• Task requirements: Send back the whole listing untouched.

• Provided records:
PR #812, opened 2015-07-27
generate secure DOI links

katrinleinweber:
Because https-support for dx.doi.org was recently [upgraded](https://www.ssllabs.com/ssltest/analyze.html?d=dx.doi.org&latest), and to bumb privacy & security for researches up a bit, I suggest to stop generating plain http links where possible.

Because Zotero's server apparently enforces https, the next commit in this PR could be to change all zotero.org URLs as well. More ideas? Would doing the same to the namespaces containing a mozilla.org URL be a problem?

### DIFF
--- a/chrome/content/zotero/bindings/itembox.xml
+++ b/chrome/content/zotero/bindings/itembox.xml
@@ -409,7 +409,7 @@
 							// Pull out DOI, in case there's a prefix
 							var doi = Zotero.Utilities.cleanDOI(val);
 							if (doi) {
-								doi = "https://dx.doi.org/" + encodeURIComponent(doi);
+								doi = "https://doi.org/" + encodeURIComponent(doi);
 								label.setAttribute("isButton", true);
 								label.setAttribute("onclick", "ZoteroPane_Local.loadURI('" + doi + "', event)");
 								label.setAttribute("tooltiptext", Zotero.getString('locate.online.tooltip'));
--- a/chrome/content/zotero/bindings/itembox.xml
+++ b/chrome/content/zotero/bindings/itembox.xml
@@ -409,7 +409,7 @@
 							// Pull out DOI, in case there's a prefix
 							var doi = Zotero.Utilities.cleanDOI(val);
 							if (doi) {
-								doi = "http://dx.doi.org/" + encodeURIComponent(doi);
+								doi = "https://dx.doi.org/" + encodeURIComponent(doi);
 								label.setAttribute("isButton", true);
 								label.setAttribute("onclick", "ZoteroPane_Local.loadURI('" + doi + "', event)");
 								label.setAttribute("tooltiptext", Zotero.getString('locate.online.tooltip'));
--- a/chrome/content/zotero/locateMenu.js
+++ b/chrome/content/zotero/locateMenu.js
@@ -410,7 +410,7 @@ var Zotero_LocateMenu = new function() {
 			if(doi && typeof doi === "string") {
 				doi = Zotero.Utilities.cleanDOI(doi);
 				if(doi) {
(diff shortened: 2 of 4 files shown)


aurimasv:
citeproc.js changes should be submitted [upstream](https://bitbucket.org/fbennett/citeproc-js/)

Might as well also change dx.doi.org to the preferred doi.org

I think zotero links are all https at this point, unless something was overlooked. But even if they are not, zotero.org supports HSTS, so it redirects through https anyway (in up-to-date browsers). I'm not aware of mozilla.org links from Zotero client.

katrinleinweber:
> [...] change dx.doi.org to the preferred doi.org

The [site itself](https://www.doi.org/) `attemps to identify itself with invalid information`, according to Firefox. The cert seems to be for http://cnri.reston.va.us/ which looks legit, and resolving works for me, so I hope we are not risking this error popping up for users.

aurimasv:
Not www.doi.org. Just doi.org.

katrinleinweber:
https://doi.org/ falls back to http://www.doi.org/ for me?!? But the resolver works via https, so I don't think we need to worry about their strange serving of the site itself.

> [...] zotero.org supports HSTS, so it redirects

Yeah, but it's one server-side operation we can save, right? I still found many http://www.zotero.org/ links, in all localised `zotero.properties`-files for example. Same for the gnu.org links in the license sections, and I'll look for more, if there is no disagreement about switching them.

aurimasv:
SSL Labs says their setup is weird, but should work https://www.ssllabs.com/ssltest/analyze.html?d=doi.org (not the www part, but we don't care about that). Though given the risk of ssl certificate failures, I'm not sure that it's worth resolving DOIs over HTTPS. There is very little privacy being lost here and the final redirect can be over http or https regardless and there is nothing we can do about it.

katrinleinweber:
> [...] final redirect can be over http or https regardless

The DOI Foundation & the journals can be lobbied to adjust that. Also, it's IMHO about offering "herd-immunity" so that the privacy relevant https traffic doesn't stand out as s/much ;-)

In any case, what about the normal URLs in descriptions, localisations etc.?

aurimasv:
(didn't notice this from the mobile site, but this PR should probably be against the master branch. 4.0 is mostly frozen. Though wait for @dstillman to pitch in before rebasing)

>Yeah, but it's one server-side operation we can save, right?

• Answer space:
PR #812, opened 2015-07-27
generate secure DOI links

katrinleinweber:
Because https-support for dx.doi.org was recently [upgraded](https://www.ssllabs.com/ssltest/analyze.html?d=dx.doi.org&latest), and to bumb privacy & security for researches up a bit, I suggest to stop generating plain http links where possible.

Because Zotero's server apparently enforces https, the next commit in this PR could be to change all zotero.org URLs as well. More ideas? Would doing the same to the namespaces containing a mozilla.org URL be a problem?

### DIFF
--- a/chrome/content/zotero/bindings/itembox.xml
+++ b/chrome/content/zotero/bindings/itembox.xml
@@ -409,7 +409,7 @@
 							// Pull out DOI, in case there's a prefix
 							var doi = Zotero.Utilities.cleanDOI(val);
 							if (doi) {
-								doi = "https://dx.doi.org/" + encodeURIComponent(doi);
+								doi = "https://doi.org/" + encodeURIComponent(doi);
 								label.setAttribute("isButton", true);
 								label.setAttribute("onclick", "ZoteroPane_Local.loadURI('" + doi + "', event)");
 								label.setAttribute("tooltiptext", Zotero.getString('locate.online.tooltip'));
--- a/chrome/content/zotero/bindings/itembox.xml
+++ b/chrome/content/zotero/bindings/itembox.xml
@@ -409,7 +409,7 @@
 							// Pull out DOI, in case there's a prefix
 							var doi = Zotero.Utilities.cleanDOI(val);
 							if (doi) {
-								doi = "http://dx.doi.org/" + encodeURIComponent(doi);
+								doi = "https://dx.doi.org/" + encodeURIComponent(doi);
 								label.setAttribute("isButton", true);
 								label.setAttribute("onclick", "ZoteroPane_Local.loadURI('" + doi + "', event)");
 								label.setAttribute("tooltiptext", Zotero.getString('locate.online.tooltip'));
--- a/chrome/content/zotero/locateMenu.js
+++ b/chrome/content/zotero/locateMenu.js
@@ -410,7 +410,7 @@ var Zotero_LocateMenu = new function() {
 			if(doi && typeof doi === "string") {
 				doi = Zotero.Utilities.cleanDOI(doi);
 				if(doi) {
(diff shortened: 2 of 4 files shown)


aurimasv:
citeproc.js changes should be submitted [upstream](https://bitbucket.org/fbennett/citeproc-js/)

Might as well also change dx.doi.org to the preferred doi.org

I think zotero links are all https at this point, unless something was overlooked. But even if they are not, zotero.org supports HSTS, so it redirects through https anyway (in up-to-date browsers). I'm not aware of mozilla.org links from Zotero client.

katrinleinweber:
> [...] change dx.doi.org to the preferred doi.org

The [site itself](https://www.doi.org/) `attemps to identify itself with invalid information`, according to Firefox. The cert seems to be for http://cnri.reston.va.us/ which looks legit, and resolving works for me, so I hope we are not risking this error popping up for users.

aurimasv:
Not www.doi.org. Just doi.org.

katrinleinweber:
https://doi.org/ falls back to http://www.doi.org/ for me?!? But the resolver works via https, so I don't think we need to worry about their strange serving of the site itself.

> [...] zotero.org supports HSTS, so it redirects

Yeah, but it's one server-side operation we can save, right? I still found many http://www.zotero.org/ links, in all localised `zotero.properties`-files for example. Same for the gnu.org links in the license sections, and I'll look for more, if there is no disagreement about switching them.

aurimasv:
SSL Labs says their setup is weird, but should work https://www.ssllabs.com/ssltest/analyze.html?d=doi.org (not the www part, but we don't care about that). Though given the risk of ssl certificate failures, I'm not sure that it's worth resolving DOIs over HTTPS. There is very little privacy being lost here and the final redirect can be over http or https regardless and there is nothing we can do about it.

katrinleinweber:
> [...] final redirect can be over http or https regardless

The DOI Foundation & the journals can be lobbied to adjust that. Also, it's IMHO about offering "herd-immunity" so that the privacy relevant https traffic doesn't stand out as s/much ;-)

In any case, what about the normal URLs in descriptions, localisations etc.?

aurimasv:
(didn't notice this from the mobile site, but this PR should probably be against the master branch. 4.0 is mostly frozen. Though wait for @dstillman to pitch in before rebasing)

>Yeah, but it's one server-side operation we can save, right?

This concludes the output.